Fitting Man with Machines

I’m going to start this by saying that you can blame/thank* (*delete as appropriate) a colleague of mine for this post, after a conversation we had last week.

For the studies I carried out for my PhD I sought end users to help me to improve the design of a software, with the noble aim to, at worst, make their working life more productive and, at best, more enjoyable. On more than one occasion, however, I found myself asking them to show me how they carried out tasks so that we could essentially design the system to replicate it. Was this desirable and ethical, given the cost of the software and the amount of time users had taken to acquire skills and tacit knowledge of their workplace? In other words, were we asking them to help us design a product that would put them out of a job? I was often unsure. The software was difficult to learn, which seemed unsurprising and unavoidable given its context of use, but we (implicitly) persisted to seek a universally-usable design. On the surface this appeared to be a win-win objective: more people would be able to use it, which would simultaneously reduce the number of requests expert users receive from their colleagues without the time or inclination to learn it (freeing up their time for their own work), and potentially increase contract renewals. However, in other respects I perceived (rightly or wrongly) that I was indirectly and unwittingly stirring up workplace politics and impacting the credibility and security of the end users’ role in their workplace.

I was relieved to find last week that I am not the first person to question the implications of the trend for computers to replace humans in the workplace and the dynamics of socio-technical systems. By no means can I (or indeed) will I ignore ethical issues now that I am designing a system to be used by a faceless army of volunteers; it is in fact in my interest to tackle them head on, if I want their engagement and optimum performance. By way of this recent article in New Scientist and the aforementioned conversation I had last week, I’ve stumbled across  Functional Allocation Theory. Long before the era of unexpected items in baggage areas, Paul Fitts dared to declare and classify functions that machines perform better than humans, and functions that humans perform better than machines, in 1951. The history of what is known as “Fitts List” is articulately reviewed by de Winter and Dodou (2014), so I don’t intend to detail it here, other than to point out that Bainbridge later developed these ideas into her narrative on the “Ironies of Automation“.

Also known by the memorable acronym MABA-MABA (Men are better at, machines are better at). Published in: Fitts PM (ed) (1951) Human engineering for an effective air navigation and traffic control system. Published by: National Research Council, Washington, DC.

Also known by the memorable acronym MABA-MABA (Men are better at, machines are better at). Published in: Fitts PM (ed) (1951) Human engineering for an effective air navigation and traffic control system.
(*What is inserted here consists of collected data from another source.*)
PR #8693, opened 2022-03-18
Add a Dockerfile for running the server

brandon-layton:
Having a docker image to run the server with makes it simple for a lot of people to host there own server that they might want to use. Having to set this up natively or on a vm is not appealing for many people and may be a stopping point for some when they want to run there own server. A container will make running a server more accessible for people to do. 

I have looked at previous efforts and there seem to be old images and Dockerfiles out there but none that are kept up to date with the latest version. The best effort I saw was with this pull request #6184 and there were some good points to why it was not accepted. The biggest I saw was about the data in certain directories not being persistent. In my version of the Dockerbuild I added volumes for the directories that were stated to be a concern. Adding more as they are needed is also not a hard thing to do. 

I also have my Dockerfile get the latest release automatically from a git clone into the container. This also make the Dockerfile not have to be updated everytime a new release comes out.

### DIFF
--- a/docker/README.md
+++ b/docker/README.md
@@ -1,0 +1,38 @@
+# Pokémon Showdown Docker
+
+This Dockerfile will build an image that can be used to run a docker container with. This application needs runs on port 8000, so you need to bind that port to your host. If you want to use a custom config you will also need to supply your own `config.js`, an example of this can be found at `config/config-example.js` of this repository.
+
+
+# Building & Running
+
+To build this image copy `Dockerfile` onto your computer to run with docker run or docker compose. You will need docker and/or docker-compose installed depending on what method you use. This Dockerfile will run the latest released version of Pokémon Showdown at the time  of building.
+
+##  Using docker run
+
+We will build the image first and then run it as a container. 
+While in the same directory this command will build the image and tag it as `pokemon-showdown`.
+```
+docker build . -t pokmon-showdown
+```
+
+After that we will want to run our image, publish port 8000, and add our custom config we have to the container. 
+```
+docker run -p 8000 -v /path/to/config.js:/config.js pokemon-showdown
+```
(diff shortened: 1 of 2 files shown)


docker/README.md
```diff
@@ -0,0 +1,38 @@
+# Pokémon Showdown Docker
+
+This Dockerfile will build an image that can be used to run a docker container with. This application needs runs on port 8000, so you need to bind that port to your host. If you want to use a custom config you will also need to supply your own `config.js`, an example of this can be found at `config/config-example.js` of this repository.
```
AnnikaCodes, line 3:
```suggestion
This Dockerfile will build an image that can be used to run a docker container with. This application needs to run on port 8000, so you need to bind that port on your host. If you want to use a custom config, you will also need to supply your own `config.js`; an example of this can be found at `config/config-example.js` in this repository.
```

docker/README.md
```diff
@@ -0,0 +1,38 @@
...
+
+
+# Building & Running
+
+To build this image copy `Dockerfile` onto your computer to run with docker run or docker compose. You will need docker and/or docker-compose installed depending on what method you use. This Dockerfile will run the latest released version of Pokémon Showdown at the time  of building.
```
AnnikaCodes, line 8:
```suggestion
To build this image, copy `Dockerfile` onto your computer to run with `docker run` or `docker compose`. You will need `docker` and/or `docker-compose` installed, depending on which method you use. This Dockerfile will run the most recent version of Pokémon Showdown available on GitHub at the time of building.
```

docker/README.md
```diff
@@ -0,0 +1,38 @@
...
+
+##  Using docker run
```
AnnikaCodes, line 10:
```suggestion
## Using `docker run`
```

AnnikaCodes (commented):
This seems fine, though I don't know how to write Dockerfiles and thus can't effectively review it.

mia-pi-git:

PR #239, opened 2017-03-28
Add photo options

acapro:
when a photo in the wysiwyg editor is clicked, photo options appear
allowing for normal or wrapped class, and setting an alt tag


Bramjetten:
Safari currently does not support document.registerElement right now. Any way we can fix this?

acapro:
I added the polyfills from trix into another PR, supports Safari

Bramjetten:
I edited the modal slightly to bring it more in line with the rest of our layout. Still looking for a nice way to change the image class.

acapro:
Awsome!

Bramjetten:
Btw, is it necessary to require the entire source of Trix?

acapro:
Is it possible to overwrite class methods using $.extend? It would be a lot nicer that way, or maybe it  would make sense to branch out trix, modify it, and include the minified version of that. What do you think?

Bramjetten:
Closing for now, but will revisit when Trix offers better extendability.

daltonrenaldo:
@acapro this seems very useful, any update?

Bramjetten:
@daltonrenaldo This was partially implemented in a recently merged PR. It's possible to add alt-text and a URL to images now.

daltonrenaldo:
@Bramjetten you're correct. I decided to add to continue from that PR and add css classes. https://github.com/SpinaCMS/Spina/pull/509

PR #241, opened 2017-03-31
Remove legacy assets

danmitchell-:
This PR removes loads of dead weight :)

The last commit is personal preference; I like to have all assets together and not use the vendor directory but happy to revert. Thoughts?


Bramjetten:
Looks good, but I'm not sure about moving the vendor assets to the app folder. Any pros to do it this way?

danmitchell-:
The only pro is I like to see the assets all together but i've reverted that commit and rebased so you can merge :)

PR #257, opened 2017-06-05
Override 115% width for structure selects

simmerz:
This fixes the select so that it doesn't drop down to the line below the label


simmerz:
Anything preventing this being merged @Bramjetten ?

PR #258, opened 2017-06-08
Add `Spina::Link` type

xmjw:
I've only started using Spina in the last week, but I'm finding it a little tricky without this type to do what I want. I want to open an issue to suggest this, but I thought it would be nice to submit some code that suggests a possible solution?

This is to allow you to easily select a page on the site, with a title to generate a lind. This is useful for creating content blocks with (for example) an image, a line of text, and link button that leads to another
page.

I'm not totally happy with the way this is rendered in the UI, nor the `Spina::Link` model - but it's a start.

I'm also a bit at a loss as to how to test this.

### DIFF
--- a/PAGE_PARTS.md
+++ b/PAGE_PARTS.md
@@ -1,0 +1,127 @@
+# Page parts
+
+There are several code building blocks that can be used to create content in
+Spina.
+
+- `Spina::Line`
+- `Spina::Text`
+- `Spina::Photo`
+- `Spina::PhotoCollection`
+- `Spina::Structure`
+- `Spina::Option`
+
+## `Spina::Line`
+
+This is a single line of text. To add one to your template:
+
+    ::Spina::Theme.register do |theme|
+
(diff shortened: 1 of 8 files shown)


Bramjetten:
Hello and welcome! Thank you for your contribution. I like your proposal, it's a great start. There's a couple of things that could use improvement before we can use this in Spina.

- A form partial for structures
- A modal window similar to selecting photos for pages
- An extension for Trix to add links to pages in the same fashion

xmjw:
Sure, that sounds much better than the current UI side. The form partial for structures is a breeze, I'm still trying to pick apart the modal however, but I think that's a great plan.

I'm not really sure where to start with Trix, can you point me to a good resource?

simmerz:
@xmjw they haven't really developed the docs sufficiently yet. It's a case of reading the code and some of their examples. They do have a little documentation about how to add a "document" to a Trix editor instance.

Published by: National Research Council, Washington, DC.

This work directly challenged any assumption that automation is always desirable and that unreliability and inefficiency are grounds upon which to justify the elimination of human operators from systems. The division of responsibility between humans and computers based on performance, in the tradition of Fitts, precludes the possibility for human-computer collaboration and wrongly assumes that the human operator’s performance (manifested in their effectiveness and efficiency) is constant.  Machines follow programmed rules of operation in a way that humans do not; human performance is unpredictable and inextricably tied to their skill and motivation, which evolve over time.  Noteworthy here is the concept of “autonomy”, the level of which a human operator has within a system can also directly feed back into their performance, especially in safety-critical situations. Too much can be stressful, which leads to errors, and too little can result in low job satisfaction and similarly poor health and well-being, and consequently performance (assuming that they are not so demotivated and ill that they do not turn up for work in the first place).
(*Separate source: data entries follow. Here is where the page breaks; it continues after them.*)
PR #291, opened 2017-09-07
Amazon AWS s3

timbielawski:
To get spina to upload to S3 I added Fog/AWS  and had to update the default uploader

Is this needed? It is the only way it would work for me

 class DefaultStoreUploader < CarrierWave::Uploader::Base
storage :fog if Spina.config.storage == :s3

### DIFF
--- a/app/uploaders/spina/default_store_uploader.rb
+++ b/app/uploaders/spina/default_store_uploader.rb
@@ -1,7 +1,7 @@
 module Spina
   class DefaultStoreUploader < CarrierWave::Uploader::Base
 
-    storage :fog
+    storage :fog if Spina.config.storage == :s3
 
     def store_dir
       case ::Spina.config.storage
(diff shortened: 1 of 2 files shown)


Bramjetten:
No this is not needed. We prefer using a Carrierwave initializer file like this:

```ruby
# config/initializers/carrierwave.rb
CarrierWave.configure do |config|

  if Rails.env.production?
    # Use S3 if you want
    config.fog_credentials = {
      provider:               'AWS',
      region:                 Rails.application.secrets.aws_region,
      aws_access_key_id:      Rails.application.secrets.aws_access_key_id,
      aws_secret_access_key:  Rails.application.secrets.aws_secret_access_key
    }
    config.storage = :fog
    config.fog_directory  = Rails.application.secrets.aws_bucket
    config.fog_public     = true
    config.fog_attributes = { 'Cache-Control' => 'max-age=315576000' }
  else
    config.storage = :file
  end

  config.enable_processing = !Rails.env.test?
end
```

timbielawski:
yes thanks ! that works perfectly

PR #316, opened 2017-10-27
Added Polish (pl) localisation, remove duplicated entries for en.yml.

reelman:


reelman:
My `rake task` shows me:
```
28 tests, 41 assertions, 0 failures, 0 errors, 0 skips
```
not sure why CI failed.

Bramjetten:
There seems to be a timing issue in our tests which causes CI to fail sometimes. Often it's enough to simply rebuild.

PR #322, opened 2017-11-15
add fog_provider to carrierwave template

andywenk:
when not including the config.fog_provider = 'fog/aws' starting the Rails application will result in the error

.rbenv/versions/2.4.1/lib/ruby/gems/2.4.0/gems/activesupport-5.1.4/lib/active_support/dependencies.rb:292:in `require': cannot load such file -- fog (LoadError)

### DIFF
--- a/lib/generators/spina/templates/config/initializers/carrierwave.rb
+++ b/lib/generators/spina/templates/config/initializers/carrierwave.rb
@@ -2,6 +2,7 @@ CarrierWave.configure do |config|
   config.storage = :file
 
   # Use S3 if you want
+  # config.fog_provider = 'fog/aws'
   # config.fog_credentials = {
   #   provider:               'AWS',
   #   region:                 '',


andywenk:
oh I am not sure why CI fails. This has nothing to do with my change I hope:

```
Failure:
Spina::PagesControllerTest#test_visit_homepage [/home/ubuntu/Spina/test/functional/spina/pages_controller_test.rb:12]
Minitest::Assertion: Expected response to be a <2XX: success>, but was a <404: Not Found>
```

danmitchell-:
Is this for when you use the fog-aws gem instead of the generic fog gem?

andywenk:
yes I am using the `fog-aws` gem. It is not recommended to use the `fog` gem if you do know the provider.

danmitchell-:
Nice work 👍

Bramjetten:
Nice find, merging it. Small aside: we will try switching to ActiveStorage soon. 

CI is failing because of some weird issue in our tests, rebuilding it fixes it.

andywenk:
@Bramjetten oh cool - ActiveStorage is nice. Thanks for the merge. It would be cool to have section in the README about how to use S3. If I find a time slot I will send another PR.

Although iMars adds another ingredient to this cocktail, the crowd, it helps me to work towards a “Goldilocks” level of autonomy for our volunteers, in the same way that we sought to design a product that would keep existing users and attract new ones during my PhD. iMars amalgamates images of Mars taken over 40 years. A lot of images have been taken in that time, amongst which only a selection will show changes in geological features. The change detection algorithm the project produces can never hope to detect these patterns as well as the volunteers, but we can refine the skill with which it sifts through the images to find ones with change, and improve the certainty with which we know the crowd classifies images in which there has been geological change. Since we cannot visit the surface of Mars to ascertain the validity of the crowd’s classifications, this level of confidence will only be relative, but it’s one way in which we can affect crowd-computer collaboration.